One Bad Apple Lowers Team Performance Up to 40%

“[Will] Felps estimates that teams with just one deadbeat, downer, or asshole suffer a performance disadvantage of 30 to 40 percent compared to teams that have no bad apples.” (Bob Sutton in Good Boss Bad Boss.)

Will Felps describes three types of bad apples:

  1. Jerks. Embarrass or insult people. Other people’s ideas are inadequate.
  2. Slackers. Sending texts in meetings. Saying, “Whatever.”
  3. Depressive pessimists. Depressives are doubters. They put their heads down on the table, for example.

Teams with bad apples argued more and take on characteristics of bad apple behavior.
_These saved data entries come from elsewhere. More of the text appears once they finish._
PR #600, opened 2024-07-19
Fix PCD parsing for PCDs that have a single quote in them

NishanthSanjeevi:
The PCD parsing regex pattern failed for PCDs that had a single quote

For example, 
gEfiMdePkgTokenSpaceGuid.PcdSingleQuote|"eng'fraengfra"|VOID*|0x0000002f
CRITICAL - EXCEPTION: Too few parts: ['PcdSingleQuote|"eng\'fraengfra"', 'VOID*', '0x0000002f']

The new pattern should allow the usage of single quotes

### DIFF
--- a/edk2toollib/uefi/edk2/parsers/dec_parser.py
+++ b/edk2toollib/uefi/edk2/parsers/dec_parser.py
@@ -127,7 +127,7 @@ class PcdDeclarationEntry():
         self.token_space_name = sp[0].strip()
 
         # Regular expression pattern to match the symbol '|' that is not inside quotes
-        pattern = r'\|(?=(?:[^\'"]*[\'"][^\'"]*[\'"])*[^\'"]*$)'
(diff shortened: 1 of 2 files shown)


Javagedes:
@NishanthSanjeevi Please add a test or two for this PR that test the new changes and supported logic. The test(s) would make sense here:

https://github.com/tianocore/edk2-pytool-library/blob/36dd4436ce4a1237a41e9964770540a173abaf3d/tests.unit/parsers/test_dec_parser.py#L81

Javagedes (changes requested):
Please add a test or two for this PR that test the new changes and supported logic. The test(s) would make sense here:

https://github.com/tianocore/edk2-pytool-library/blob/36dd4436ce4a1237a41e9964770540a173abaf3d/tests.unit/parsers/test_dec_parser.py#L81

Javagedes (approved):

PR #644, opened 2024-09-30
gitignore_parser.py: Handle non-subpaths in rule file check

makubacki:
In IgnoreRule.match(), simply return False if the given absolute path is not a subpath of the base path instead of not handling the exception and breaking the overall build.

### DIFF
--- a/edk2toollib/gitignore_parser.py
+++ b/edk2toollib/gitignore_parser.py
@@ -181,7 +181,13 @@ class IgnoreRule(collections.namedtuple("IgnoreRule_", IGNORE_RULE_FIELDS)):
         """Returns True or False if the path matches the rule."""
         matched = False
         if self.base_path:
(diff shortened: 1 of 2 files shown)


edk2toollib/gitignore_parser.py
```diff
@@ -179,7 +179,13 @@ def match(self, abs_path: str) -> bool:
         """Returns True or False if the path matches the rule."""
         matched = False
         if self.base_path:
-            rel_path = _normalize_path(abs_path).relative_to(self.base_path).as_posix()
+            try:
+                rel_path = _normalize_path(abs_path).relative_to(self.base_path).as_posix()
+            except ValueError as e:
```
Javagedes, line 184: Please write a test for this, to ensure the functionality is not accidently lost :)

makubacki: Added

Javagedes (approved):

PR #646, opened 2024-09-30
Fix ruff issues [Rebase & FF]

makubacki:
**pyproject.toml: Update ruff deprecated settings**

Addresses these deprecated messages from ruff:

```
warning: The top-level linter settings are deprecated in favour of
their counterparts in the `lint` section. Please update the
following options in `pyproject.toml`:

  - 'ignore' -> 'lint.ignore'
  - 'select' -> 'lint.select'
  - 'flake8-annotations' -> 'lint.flake8-annotations'
  - 'pydocstyle' -> 'lint.pydocstyle'
```

---

**Fix ruff issues**

Runs `ruff format .` on the workspace.

---

**test.unit: Prevent bare except ruff errors**

Allows ruff to pass in the repo with no problem. Since these are unit
tests, no investment is made to change behavior of the exception
handler.

---

Note: @Javagedes is going to follow up with a PR to update additional documentation and checks for using `ruff format` moving forward.


makubacki:
@Javagedes, it seems strange this wasn't done already. Was there a reason?

Javagedes:
> @Javagedes, it seems strange this wasn't done already. Was there a reason?

No reason - A failure on my part.

Also, it looks like you ran ruff on the entire workspace instead of `ruff edk2toollib`. I'm not against it - buy I should come back with another PR afterwords to update to run ruff on the entire workspace, maybe.

Javagedes:
> @Javagedes, it seems strange this wasn't done already. Was there a reason?

@makubacki you ran `ruff` on the workspace instead of just `edk2toollib` (Which is fine if you want to start doing that instead).

Also, I'm not sure why the single to double quotes rule was applied. That is [Q000](https://docs.astral.sh/ruff/rules/bad-quotes-inline-string/) and I don't have that rule set enabled.

makubacki:
> > @Javagedes, it seems strange this wasn't done already. Was there a reason?
> 
> @makubacki you ran `ruff` on the workspace instead of just `edk2toollib` (Which is fine if you want to start doing that instead).
> 
> Also, I'm not sure why the single to double quotes rule was applied. That is [Q000](https://docs.astral.sh/ruff/rules/bad-quotes-inline-string/) and I don't have that rule set enabled.

That makes sense. I'd prefer we just run it on the whole workspace. It better encompasses the goals of formatting imo to have all the code consistent. I'm also trying to figure the quote thing out.

makubacki:
Pushed two times without realizing the last commit was silently undoing what I kept amending into the second commit to fix CI. It should actually work now.

Javagedes (approved):

PR #247, opened 2017-12-09
Setting the correct default no-options string to TryGetModel

tellarin:
Visibility of these methods will change in 1.1.0

### DIFF
--- a/.NET/Microsoft.Recognizers.Text.sln
+++ b/.NET/Microsoft.Recognizers.Text.sln
@@ -1,7 +1,7 @@
 ﻿
 Microsoft Visual Studio Solution File, Format Version 12.00
 # Visual Studio 15
-VisualStudioVersion = 15.0.27004.2010
+VisualStudioVersion = 15.0.27004.2006
 MinimumVisualStudioVersion = 10.0.40219.1
 Project("{2150E333-8FDC-42A3-9474-1A3956D46DE8}") = "Tests", "Tests", "{ED7B6456-AB0A-48CE-8F85-711FE87F09C2}"
 EndProject
--- a/.NET/Microsoft.Recognizers.Text.sln
+++ b/.NET/Microsoft.Recognizers.Text.sln
@@ -1,7 +1,7 @@
 ﻿
 Microsoft Visual Studio Solution File, Format Version 12.00
 # Visual Studio 15
-VisualStudioVersion = 15.0.27004.2006
+VisualStudioVersion = 15.0.27004.2010
 MinimumVisualStudioVersion = 10.0.40219.1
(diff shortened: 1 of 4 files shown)


.NET/Microsoft.Recognizers.Text.sln
```diff
@@ -1,7 +1,7 @@
 ﻿
 Microsoft Visual Studio Solution File, Format Version 12.00
 # Visual Studio 15
-VisualStudioVersion = 15.0.27004.2006
+VisualStudioVersion = 15.0.27004.2010
```
yiylin: Change this?

.NET/Microsoft.Recognizers.Text.sln
```diff
@@ -10,7 +10,7 @@ Project("{2150E333-8FDC-42A3-9474-1A3956D46DE8}") = "Solution Items", "Solution
 		CreateAllPackages.cmd = CreateAllPackages.cmd
 	EndProjectSection
 EndProject
-Project("{FAE04EC0-301F-11D3-BF4B-00C04F79EFBC}") = "Microsoft.Recognizers.Text.DateTime", "Microsoft.Recognizers.Text.DateTime\Microsoft.Recognizers.Text.DateTime.csproj", "{19522B81-C63F-4DD5-AB4C-674CD44D67D6}"
+Project("{9A19103F-16F7-4668-BE54-9A1E7A4F7556}") = "Microsoft.Recognizers.Text.DateTime", "Microsoft.Recognizers.Text.DateTime\Microsoft.Recognizers.Text.DateTime.csproj", "{19522B81-C63F-4DD5-AB4C-674CD44D67D6}"
```
yiylin: do not know why has this change?

.NET/Microsoft.Recognizers.Text/Recognizer.cs
```diff
@@ -17,12 +19,12 @@ protected void RegisterModel(string culture, string options, Dictionary<Type, IM
             modelContainer.RegisterModel(culture, models, options);
         }
 
-        public IModel GetModel<TModel>(string culture, bool fallbackToDefaultCulture = true, string options = "")
+        public IModel GetModel<TModel>(string culture, bool fallbackToDefaultCulture = true, string options = NoneOptions)
```
yiylin: No related unit test?

tellarin: I'll come up with a way to add these. As they will not follow the current Spec format.

.NET/Microsoft.Recognizers.Text.sln
tellarin: No, actually. I'll revert.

They insult each other more frequently and give up sooner, for example.

(Will Felps on This American Life.)

Bad apples spoil teams and healthy team dynamics is more important than top talent.

Top performance requires teams that work. 
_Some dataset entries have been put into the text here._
Issue #11, opened 2017-06-05
Support for PT-PT or PT-BR for date-time


AndreMantas:
I'm interested in date/time for Portuguese. How hard would it be to adapt existing code for Portuguese strings? Is there any steps one could follow? 

Thanks in advance.

chrimc62:
I think Börje was already looking at this?

tellarin:
Hi @AndreMantas,

Numbers and DateTime support in PT-BR (and partial PT-PT) are coming. There should be a PR by the end of the week.

Any help expanding them would be greatly appreciated.

Thanks.

AndreMantas:
Any updates on this? Would gladly help, just don't know how.

tellarin:
Hi Andre, this was delayed due to some refactoring and bug fixes.
If you could translate the datetime unit tests from English or Spanish to Portuguese, and add Portuguese-specific test cases, that would be very helpful.
We'll publish a spec soon to help people with how and where they can contribute. Any suggestions are very welcome.

AndreMantas:
Hi tellarin. Didn't see the notification before so sorry for delay.

So, you mean the unit tests in this folder right? https://github.com/Microsoft/Recognizers-Text/tree/master/Microsoft.Recognizers.Text.DateTime.Tests/English

Any particular classes that are more important than others?

tellarin:
@AndreMantas, this was on hold for a while as many structural changes to the project were ongoing. 
Now it's much easier to add new languages and to reuse resources and tests across C# and Javascript. 
The PT timex is ongoing now and should be done soon.

PR #256, opened 2017-12-15
Enabling Portuguese in DateTime recognizers.

tellarin:
Enabling PT in timex & adding try catches.
Issue #11.

### DIFF
--- a/.NET/Microsoft.Recognizers.Text.DateTime/DateTimeRecognizer.cs
+++ b/.NET/Microsoft.Recognizers.Text.DateTime/DateTimeRecognizer.cs
@@ -2,8 +2,10 @@
 
 using Microsoft.Recognizers.Text.DateTime.Chinese;
 using Microsoft.Recognizers.Text.DateTime.English;
-using Microsoft.Recognizers.Text.DateTime.Spanish;
 using Microsoft.Recognizers.Text.DateTime.French;
+using Microsoft.Recognizers.Text.DateTime.Portuguese;
+using Microsoft.Recognizers.Text.DateTime.Spanish;
+
 using Microsoft.Recognizers.Text.Utilities;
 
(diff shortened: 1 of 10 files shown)


.NET/Microsoft.Recognizers.Text.DateTime/DateTimeRecognizer.cs
```diff
@@ -80,24 +87,35 @@ private DateTimeRecognizer(string cultureCode, DateTimeOptions options)
...
+
                 case Culture.French:
                     RegisterModel(Culture.French, type, options.ToString(), new DateTimeModel(
                                       new BaseMergedParser(new FrenchMergedParserConfiguration(options)),
                                       new BaseMergedExtractor(new FrenchMergedExtractorConfiguration(options))
                                   ));
                     break;
+
+                case Culture.Portuguese:
+                    RegisterModel(Culture.French, type, options.ToString(), new DateTimeModel(
```
yiylin: French？

Specs/DateTime/Portuguese/DateExtractor.json
```diff
@@ -34,6 +34,20 @@
   ]
 }
 ,
+{
+  "Input": "nas ultimas 3 semanas",
+  "NotSupported": "javascript",
+  "NotSupportedByDesign": "python",
+  "Results": [  ]
```
yiylin: Cause exception, so no result?

tellarin: Nope. This should never be extracted as this type.

.NET/Microsoft.Recognizers.Text.DateTime/DateTimeRecognizer.cs
tellarin: Fixed.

5 behaviors of teams that work:

  1. Everyone on the team talks and listens in roughly equal measure, keeping contributions short and sweet.
  2. Members face one another, and their conversations and gestures are energetic.
  3. Members connect directly with one another—not just with the team leader.
  4. Members carry on back-channel or side conversations within the team.
  5. Members periodically break, go exploring outside the team, and bring information back.

(Research by MIT reported in HBR)

7 practical suggestions:

  1. Remove or marginalize bad apples.
  2. Put all the bad apples on one team, if you can’t remove them. Don’t try to dilute their toxicity by spreading them over several teams.
  3. Work on team dynamics, not just getting things done.
  4. Encourage team members to talk to each other, not to the person at the head of the table. “Bob, what does Mary’s suggestion make you think?”
  5. Send team members out to learn from other organizations.
  6. Divide teams into small groups that talk to each other.
  7. Prepare quiet people to make contributions. “Wilma, would you come prepared to give your thoughts on item #2 on our agenda?”

How might leaders build teams that work?